The last person to arrive was the orang tua — Gunda from Mola Utara, a ritual expert and boat builder, to perform the prayers. Gunda built Tunas Baru, the owner’s other perahu, and has carried out repairs on Tunas Muda in the past. He boarded the perahu from the side and first placed the tiller into the rudder stock. He then sat down facing the tiller with his back to the cabin and prayed [see Plate 7-3]. Next he poured water from a glass which someone gave him onto the rudder stock and put his right hand over the wetted area — and his left hand over his lower stomach. He prayed again for about 3 minutes. After this he went to the front of the boat and prayed to the main sail rope and then began to hoist the main sail. The crew then took over and continued to hoist the sail. At this point, I left Tunas Muda and paddled over to Penasehat Baru anchored nearby and sat on the deck, watching and taking photos. Gunda then prayed again to the anchor rope and then all the crew helped to pull up the anchor. Gunda left the perahu by the side and got into a canoe tied to the rear of the perahu. Some family also left Tunas Muda at this point and paddled back to the village, while some remained in their canoes being towed along behind the perahu. Some family were still on the perahu as it slowly started under sail. They hoisted the jib sail and sailed towards Otouwe Island and then tacked in front of Mola Selatan for a short distance and south towards Kaledupa Reef. One by the one the people in the canoes behind the perahu let go and returned to the village. As the perahu disappeared from sight, I paddled back.
According to Si Gunda, the moment of departure is the time when the Bajo enter the domain of the ancestors (mbo madilao) and thus prayer must be directed at them as well as the older twin sibling of the Bajo (Kaka):
I pray to mbo madilao, who ask Kaka, Kaka answers to mbo madilao who answer to me; I receive a reply usually later when I am sleeping or dreaming. We must do this so we don’t get into danger at sea.
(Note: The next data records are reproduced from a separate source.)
Issue #1503, opened 2023-03-03
`libc::sendmmsg` is not available on old Android phones


link2xt:
`sendmmsg` was added in Linux 3.0 and `recvmmsg` was added in Linux 2.6.33 according to their man pages.

It is used in
https://github.com/quinn-rs/quinn/blob/389d7ce5067fbef460f0730861340b15f13d4803/quinn-udp/src/unix.rs#L197

djc:
Ugh, how old are these Android phones that you are targeting?

If it's not too much complexity, we're happy to take a PR to enable support on older kernels.

Ralith:
Fixed by #1504.

mxinden:
I wonder whether the patch merged via https://github.com/quinn-rs/quinn/pull/1504 is worth the trouble it is causing. In other words, I would like to discuss switching back to calling `libc::recvmmsg` instead of `libc::syscall(libc::SYS_recvmmsg`.

- On Android x86 calling `libc::syscall(libc::SYS_recvmmsg` instead of `libc::recvmmsg` leads to a SECCOMP panic. See https://github.com/quinn-rs/quinn/pull/1964.
- At this point Android API Level 16 is [12 years old](https://apilevels.com/). Are there any known use-cases running `quinn` on such old devices? With the security concerns alone, I don't see a use-case outside a completely isolated environment.
- Android 4 (up to API Level 20) has been end-of-life'd 01 Oct 2017. Should `quinn` support an OS that has been unsupported for 7 years?

//CC @link2xt, @flub and @dignifiedquire (since you have been active on https://github.com/deltachat/deltachat-core-rust/pull/4007)

PR #1966, opened 2024-08-14
Revert "Implement fallback for `sendmmsg` and `recvmmsg`"

mxinden:
This reverts commit e6f184489e703bcf70850f99373c88746c250662.

e6f18448 called `sendmmsg` and `recvmmsg` through `libc::syscall` instead of `libc::sendmmsg` and `libc::recvmmsg`, thus preventing linking issues on old Android systems where `libc::sendmmsg` and `libc::recvmmsg` isn't available.

In https://github.com/quinn-rs/quinn/issues/1503#issuecomment-2285962727 the suggestion was made to no longer support these old Android systems (API level 16).

This commit reverts e6f18448. Given that `sendmmsg` support was previously dropped in ee088265, only the `recvmmsg` calls are reverted.

---

Alternative to https://github.com/quinn-rs/quinn/pull/1964. Given the additional simplicity, my preference is for this change.

### DIFF
--- a/quinn-udp/src/unix.rs
+++ b/quinn-udp/src/unix.rs
@@ -395,10 +395,12 @@ fn recv(io: SockRef<'_>, bufs: &mut [IoSliceMut<'_>], meta: &mut [RecvMeta]) -> 
     }
     let msg_count = loop {
         let n = unsafe {
-            recvmmsg_with_fallback(
+            libc::recvmmsg(
                 io.as_raw_fd(),
                 hdrs.as_mut_ptr(),
                 bufs.len().min(BATCH_SIZE) as _,
+                0,
+                ptr::null_mut::<libc::timespec>(),
             )
         };
         if n == -1 {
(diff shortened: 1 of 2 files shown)


quinn-udp/src/unix.rs
```diff
@@ -442,25 +442,9 @@ unsafe fn recvmmsg_with_fallback(
...
-    // `recvmsg`, thus `SYS_recvmmsg` constant and direct system call do not exist
-    #[cfg(any(target_os = "freebsd", target_os = "netbsd"))]
-    {
-        #[cfg(target_os = "freebsd")]
-        let vlen = vlen as usize;
-        let ret = libc::recvmmsg(sockfd, msgvec, vlen, flags, timeout) as libc::c_int;
-        if ret != -1 {
-            return ret;
-        }
+    let ret = libc::recvmmsg(sockfd, msgvec, vlen as _, flags, timeout) as libc::c_int;
```
mxinden, line 445: Note the `as _` here. The alternative would be:

``` diff
modified   quinn-udp/src/unix.rs
@@ -442,7 +442,11 @@ unsafe fn recvmmsg_with_fallback(
     let flags = 0;
     let timeout = ptr::null_mut::<libc::timespec>();
 
-    let ret = libc::recvmmsg(sockfd, msgvec, vlen as _, flags, timeout) as libc::c_int;
+    let ret = {
+        #[cfg(target_os = "freebsd")]
+        let vlen = vlen as usize;
+        libc::recvmmsg(sockfd, msgvec, vlen, flags, timeout) as libc::c_int
+    };
     if ret != -1 {
         return ret;
     }
```

The additional scope is need in order to preserve the original `vlen` type (`c_int`) (i.e. not shadow `vlen`) for the `recvmmsg_fallback` below.

mxinden: Or we don't pass `vlen` to `recvmmsg_fallback` at all:

``` diff
modified   quinn-udp/src/unix.rs
@@ -181,6 +181,10 @@ impl UdpSocketState {
         bufs: &mut [IoSliceMut<'_>],
         meta: &mut [RecvMeta],
     ) -> io::Result<usize> {
+        if bufs.len() == 0 {
+            return Ok(0);
+        }
+
         recv(socket.0, bufs, meta)
     }
 
@@ -442,7 +446,9 @@ unsafe fn recvmmsg_with_fallback(
     let flags = 0;
     let timeout = ptr::null_mut::<libc::timespec>();
 
-    let ret = libc::recvmmsg(sockfd, msgvec, vlen as _, flags, timeout) as libc::c_int;
+    #[cfg(target_os = "freebsd")]
+    let vlen = vlen as usize;
+    let ret = libc::recvmmsg(sockfd, msgvec, vlen, flags, timeout) as libc::c_int;
     if ret != -1 {
         return ret;
     }
@@ -451,7 +457,7 @@ unsafe fn recvmmsg_with_fallback(
     match e.raw_os_error() {
         Some(libc::ENOSYS) => {
             // Fallback to `recvmsg`.
-            recvmmsg_fallback(sockfd, msgvec, vlen)
+            recvmmsg_fallback(sockfd, msgvec)
         }
         _ => -1,
     }
@@ -461,15 +467,8 @@ unsafe fn recvmmsg_with_fallback(
 /// for systems which do not support `recvmmsg`
 /// such as Linux <2.6.33.
 #[cfg(not(any(target_os = "macos", target_os = "ios", target_os = "openbsd")))]
-unsafe fn recvmmsg_fallback(
-    sockfd: libc::c_int,
-    msgvec: *mut libc::mmsghdr,
-    vlen: libc::c_uint,
-) -> libc::c_int {
+unsafe fn recvmmsg_fallback(sockfd: libc::c_int, msgvec: *mut libc::mmsghdr) -> libc::c_int {
     let flags = 0;
-    if vlen == 0 {
-        return 0;
-    }
 
     let n = libc::recvmsg(sockfd, &mut (*msgvec).msg_hdr, flags);
     if n == -1 {
```

Your call. I am fine either way.

mxinden:
@djc @Ralith do you have some time to give this pull request a review?

djc (approved):
This makes sense to me, but I'll want to wait for @Ralith's opinion.

mxinden:
Friendly ping @Ralith. Do you have some time to take a look?

Ralith (changes requested):
Do we still need the `ENOSYS` path and the `recvmmsg_fallback` definition? Prior to e6f184489e703bcf70850f99373c88746c250662 we just called `libc::recvmmgs` directly rather than wrapping it at all -- can we return to that?

mxinden:
Thank you for the review!

I am fine with no longer supporting both:

1. Android API Level 16 (i.e. Android 4)
2. Linux Kernel < 2.6.33

(1) allows us to drop indirection `libc::syscall(libc::SYS_sendmmsg` in favor of a direct call to `libc::recvmmsg`. (2) allows us to drop `recvmsg` (one `m`) fallback.

I updated this pull request accordingly.

@Ralith would you mind taking another look?

Ralith (approved):
LGTM! I don't think Rust officially supports targeting linux 2.x anyway.

djc:
* Published quinn-udp v0.5.5 at registry `crates-io`
* [new tag]           quinn-udp-0.5.5 -> quinn-udp-0.5.5
* [Release notes](https://github.com/quinn-rs/quinn/releases/tag/quinn-udp-0.5.5)

PR #1973, opened 2024-08-22
fix(.github/android): pass matrix.target and increase api to v26 

mxinden:
When extracting the emulator script into a separate file, the `matrix.target` substitution wasn't replaced with an environment variable.

Follow-up to https://github.com/quinn-rs/quinn/pull/1950.

Also the `ecn_*` unit tests are failing with any Android API version < v26 with:

```
2024-08-22T14:41:30.636494Z  WARN quinn_udp: sendmsg error: Os { code: 22, kind: InvalidInput, message: "Invalid argument" }, Transmit: { destination: 127.0.0.1:50196, src_ip: None, enc: Some(Ect0), len: 5, segment_size: None }
```

### DIFF
--- a/.github/workflows/rust.yml
+++ b/.github/workflows/rust.yml
@@ -144,6 +144,8 @@ jobs:
         sudo udevadm trigger --name-match=kvm
 
     - name: Set up Android Emulator and run tests
+      env:
+        TARGET: ${{ matrix.target }}
       uses: reactivecircus/android-emulator-runner@v2
       with:
         api-level: ${{ matrix.api-level }}
--- a/.github/workflows/rust.yml
+++ b/.github/workflows/rust.yml
@@ -102,10 +102,10 @@ jobs:
             emulator-arch: x86_64
             # Note that x86_64 image is only available for API 21+. See
             # https://github.com/ReactiveCircus/android-emulator-runner?tab=readme-ov-file#configurations.
-            api-level: 21
+            api-level: 26
           - target: i686-linux-android
             emulator-arch: x86
-            api-level: 19
+            api-level: 26
 
     steps:
     - name: Checkout code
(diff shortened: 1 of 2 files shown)


djc (approved):

.github/workflows/rust.yml
```diff
@@ -102,10 +102,10 @@ jobs:
             emulator-arch: x86_64
             # Note that x86_64 image is only available for API 21+. See
             # https://github.com/ReactiveCircus/android-emulator-runner?tab=readme-ov-file#configurations.
-            api-level: 21
+            api-level: 26
```
djc, line 105: I think this is conceptually unrelated and thus merits a separate commit.

.github/workflows/rust.yml
```diff
@@ -102,10 +102,10 @@ jobs:
...
           - target: i686-linux-android
             emulator-arch: x86
-            api-level: 19
+            api-level: 26
```
mxinden, line 108: The `ecn_*` unit tests are failing with any Android API version < v26 with:

```
2024-08-22T14:41:30.636494Z  WARN quinn_udp: sendmsg error: Os { code: 22, kind: InvalidInput, message: "Invalid argument" }, Transmit: { destination: 127.0.0.1:50196, src_ip: None, enc: Some(Ect0), len: 5, segment_size: None }
```

I will open a separate pull request discussing this failure.

I suggest we merge here already. Some Android tests (i.e. >=26) are better than none.

.github/workflows/rust.yml
mxinden: :+1: sorry for not doing that earlier. I updated the pull request @djc.

.github/workflows/rust.yml
mxinden: > I will open a separate pull request discussing this failure.

For the record, the separate pull request: https://github.com/quinn-rs/quinn/pull/1975

djc (approved):

PR #1977, opened 2024-09-02
proto: avoid panicking on rustls server config errors

djc:
As discussed on Discord.


Ralith (approved):
Nice, I worried this might break something.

We ask Kaka to accompany us, so Kaka must know our destination. If we don't let mbo madilao and Kaka know, then Kaka will become our enemy and we will get into danger at sea or get sick (Si Gunda, Mola Utara).
Two other ritual experts suggested prayers are directed to God and the prophets at this time. Si Mbaga told me that for this prayer:
I pray to the prophets and God for the crew to be spared from danger at sea; to avoid big waves, strong wind, and so as not to collide into a reef. We must mention the name of God to protect us from danger at sea.
Success in fishing is conceived of as being the result of good fortune deriving from the navel of the perahu. All rituals surrounding the boat prior to departure ‘are aimed at increasing good fortune’ (Southon 1995: 7).
[1] Boats returning to Mola at the end of the season appeared to have more stable crew membership than those returning to Mantigola.
[2] In some cases, provisions are only sufficient for the trip to Pepela, and additional provisions are acquired on arrival there — usually on credit from a trader. The credit arrangements can also include the transfer of cash back to Mola.